"""
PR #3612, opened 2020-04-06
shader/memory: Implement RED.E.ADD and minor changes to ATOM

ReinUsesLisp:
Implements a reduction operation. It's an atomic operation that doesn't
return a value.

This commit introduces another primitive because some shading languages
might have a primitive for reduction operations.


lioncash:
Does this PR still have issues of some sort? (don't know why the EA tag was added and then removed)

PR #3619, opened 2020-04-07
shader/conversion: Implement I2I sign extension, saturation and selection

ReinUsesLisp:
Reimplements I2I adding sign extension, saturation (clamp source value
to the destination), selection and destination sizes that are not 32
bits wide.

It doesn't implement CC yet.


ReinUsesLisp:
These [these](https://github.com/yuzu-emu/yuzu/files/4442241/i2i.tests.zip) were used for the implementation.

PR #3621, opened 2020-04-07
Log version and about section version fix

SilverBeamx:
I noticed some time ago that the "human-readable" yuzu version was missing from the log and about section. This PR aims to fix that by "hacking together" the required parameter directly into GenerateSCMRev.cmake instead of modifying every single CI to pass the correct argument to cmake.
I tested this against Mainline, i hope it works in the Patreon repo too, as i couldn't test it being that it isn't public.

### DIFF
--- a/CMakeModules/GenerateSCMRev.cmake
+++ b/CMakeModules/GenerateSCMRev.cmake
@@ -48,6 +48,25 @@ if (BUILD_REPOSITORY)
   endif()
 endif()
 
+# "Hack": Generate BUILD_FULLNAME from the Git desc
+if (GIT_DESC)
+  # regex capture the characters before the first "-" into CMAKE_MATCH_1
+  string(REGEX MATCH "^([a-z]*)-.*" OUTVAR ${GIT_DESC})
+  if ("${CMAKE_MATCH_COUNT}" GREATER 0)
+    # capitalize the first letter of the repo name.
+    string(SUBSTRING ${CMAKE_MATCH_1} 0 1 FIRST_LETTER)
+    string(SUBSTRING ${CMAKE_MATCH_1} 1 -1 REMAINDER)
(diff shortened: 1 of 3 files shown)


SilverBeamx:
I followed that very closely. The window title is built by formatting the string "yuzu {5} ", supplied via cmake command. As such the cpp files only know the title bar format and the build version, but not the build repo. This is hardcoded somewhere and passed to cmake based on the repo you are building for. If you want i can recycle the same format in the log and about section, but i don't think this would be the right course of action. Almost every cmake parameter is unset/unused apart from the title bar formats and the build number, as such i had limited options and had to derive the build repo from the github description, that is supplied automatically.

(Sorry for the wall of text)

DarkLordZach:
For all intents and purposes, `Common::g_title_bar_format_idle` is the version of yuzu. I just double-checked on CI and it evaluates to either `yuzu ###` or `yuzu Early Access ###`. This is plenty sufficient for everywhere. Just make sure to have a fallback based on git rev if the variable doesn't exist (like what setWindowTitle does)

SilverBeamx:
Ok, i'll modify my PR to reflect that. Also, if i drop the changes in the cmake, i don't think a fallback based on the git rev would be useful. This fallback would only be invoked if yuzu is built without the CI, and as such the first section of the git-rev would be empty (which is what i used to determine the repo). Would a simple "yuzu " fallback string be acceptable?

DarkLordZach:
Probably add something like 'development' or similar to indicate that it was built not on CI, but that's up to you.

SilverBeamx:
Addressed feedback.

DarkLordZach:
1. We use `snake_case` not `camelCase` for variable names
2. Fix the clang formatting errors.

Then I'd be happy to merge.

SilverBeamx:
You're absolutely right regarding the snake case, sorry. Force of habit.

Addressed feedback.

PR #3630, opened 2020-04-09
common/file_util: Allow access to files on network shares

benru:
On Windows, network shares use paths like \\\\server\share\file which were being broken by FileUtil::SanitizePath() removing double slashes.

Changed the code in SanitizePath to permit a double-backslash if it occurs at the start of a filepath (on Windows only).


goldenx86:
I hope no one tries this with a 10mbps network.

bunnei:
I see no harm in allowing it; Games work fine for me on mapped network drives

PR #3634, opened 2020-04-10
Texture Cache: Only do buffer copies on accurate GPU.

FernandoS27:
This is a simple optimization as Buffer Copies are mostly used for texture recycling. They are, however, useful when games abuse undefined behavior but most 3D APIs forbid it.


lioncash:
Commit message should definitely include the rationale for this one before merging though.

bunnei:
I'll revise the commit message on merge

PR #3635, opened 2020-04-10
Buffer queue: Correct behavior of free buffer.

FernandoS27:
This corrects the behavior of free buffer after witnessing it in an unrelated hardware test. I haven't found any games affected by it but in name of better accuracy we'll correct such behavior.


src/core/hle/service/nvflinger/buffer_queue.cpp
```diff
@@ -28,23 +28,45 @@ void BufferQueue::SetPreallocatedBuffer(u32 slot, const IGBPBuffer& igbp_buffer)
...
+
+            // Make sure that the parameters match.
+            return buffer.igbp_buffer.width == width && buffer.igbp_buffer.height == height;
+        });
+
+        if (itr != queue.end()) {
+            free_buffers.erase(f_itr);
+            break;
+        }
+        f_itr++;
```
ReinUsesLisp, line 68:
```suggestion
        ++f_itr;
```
"""
REQUIRED ACTION ->
Exact copies of all the lines above are required.

OUTPUT ->
PR #3612, opened 2020-04-06
shader/memory: Implement RED.E.ADD and minor changes to ATOM

ReinUsesLisp:
Implements a reduction operation. It's an atomic operation that doesn't
return a value.

This commit introduces another primitive because some shading languages
might have a primitive for reduction operations.


lioncash:
Does this PR still have issues of some sort? (don't know why the EA tag was added and then removed)

PR #3619, opened 2020-04-07
shader/conversion: Implement I2I sign extension, saturation and selection

ReinUsesLisp:
Reimplements I2I adding sign extension, saturation (clamp source value
to the destination), selection and destination sizes that are not 32
bits wide.

It doesn't implement CC yet.


ReinUsesLisp:
These [these](https://github.com/yuzu-emu/yuzu/files/4442241/i2i.tests.zip) were used for the implementation.

PR #3621, opened 2020-04-07
Log version and about section version fix

SilverBeamx:
I noticed some time ago that the "human-readable" yuzu version was missing from the log and about section. This PR aims to fix that by "hacking together" the required parameter directly into GenerateSCMRev.cmake instead of modifying every single CI to pass the correct argument to cmake.
I tested this against Mainline, i hope it works in the Patreon repo too, as i couldn't test it being that it isn't public.

### DIFF
--- a/CMakeModules/GenerateSCMRev.cmake
+++ b/CMakeModules/GenerateSCMRev.cmake
@@ -48,6 +48,25 @@ if (BUILD_REPOSITORY)
   endif()
 endif()
 
+# "Hack": Generate BUILD_FULLNAME from the Git desc
+if (GIT_DESC)
+  # regex capture the characters before the first "-" into CMAKE_MATCH_1
+  string(REGEX MATCH "^([a-z]*)-.*" OUTVAR ${GIT_DESC})
+  if ("${CMAKE_MATCH_COUNT}" GREATER 0)
+    # capitalize the first letter of the repo name.
+    string(SUBSTRING ${CMAKE_MATCH_1} 0 1 FIRST_LETTER)
+    string(SUBSTRING ${CMAKE_MATCH_1} 1 -1 REMAINDER)
(diff shortened: 1 of 3 files shown)


SilverBeamx:
I followed that very closely. The window title is built by formatting the string "yuzu {5} ", supplied via cmake command. As such the cpp files only know the title bar format and the build version, but not the build repo. This is hardcoded somewhere and passed to cmake based on the repo you are building for. If you want i can recycle the same format in the log and about section, but i don't think this would be the right course of action. Almost every cmake parameter is unset/unused apart from the title bar formats and the build number, as such i had limited options and had to derive the build repo from the github description, that is supplied automatically.

(Sorry for the wall of text)

DarkLordZach:
For all intents and purposes, `Common::g_title_bar_format_idle` is the version of yuzu. I just double-checked on CI and it evaluates to either `yuzu ###` or `yuzu Early Access ###`. This is plenty sufficient for everywhere. Just make sure to have a fallback based on git rev if the variable doesn't exist (like what setWindowTitle does)

SilverBeamx:
Ok, i'll modify my PR to reflect that. Also, if i drop the changes in the cmake, i don't think a fallback based on the git rev would be useful. This fallback would only be invoked if yuzu is built without the CI, and as such the first section of the git-rev would be empty (which is what i used to determine the repo). Would a simple "yuzu " fallback string be acceptable?

DarkLordZach:
Probably add something like 'development' or similar to indicate that it was built not on CI, but that's up to you.

SilverBeamx:
Addressed feedback.

DarkLordZach:
1. We use `snake_case` not `camelCase` for variable names
2. Fix the clang formatting errors.

Then I'd be happy to merge.

SilverBeamx:
You're absolutely right regarding the snake case, sorry. Force of habit.

Addressed feedback.

PR #3630, opened 2020-04-09
common/file_util: Allow access to files on network shares

benru:
On Windows, network shares use paths like \\\\server\share\file which were being broken by FileUtil::SanitizePath() removing double slashes.

Changed the code in SanitizePath to permit a double-backslash if it occurs at the start of a filepath (on Windows only).


goldenx86:
I hope no one tries this with a 10mbps network.

bunnei:
I see no harm in allowing it; Games work fine for me on mapped network drives

PR #3634, opened 2020-04-10
Texture Cache: Only do buffer copies on accurate GPU.

FernandoS27:
This is a simple optimization as Buffer Copies are mostly used for texture recycling. They are, however, useful when games abuse undefined behavior but most 3D APIs forbid it.


lioncash:
Commit message should definitely include the rationale for this one before merging though.

bunnei:
I'll revise the commit message on merge

PR #3635, opened 2020-04-10
Buffer queue: Correct behavior of free buffer.

FernandoS27:
This corrects the behavior of free buffer after witnessing it in an unrelated hardware test. I haven't found any games affected by it but in name of better accuracy we'll correct such behavior.


src/core/hle/service/nvflinger/buffer_queue.cpp
```diff
@@ -28,23 +28,45 @@ void BufferQueue::SetPreallocatedBuffer(u32 slot, const IGBPBuffer& igbp_buffer)
...
+
+            // Make sure that the parameters match.
+            return buffer.igbp_buffer.width == width && buffer.igbp_buffer.height == height;
+        });
+
+        if (itr != queue.end()) {
+            free_buffers.erase(f_itr);
+            break;
+        }
+        f_itr++;
```
ReinUsesLisp, line 68:
```suggestion
        ++f_itr;
```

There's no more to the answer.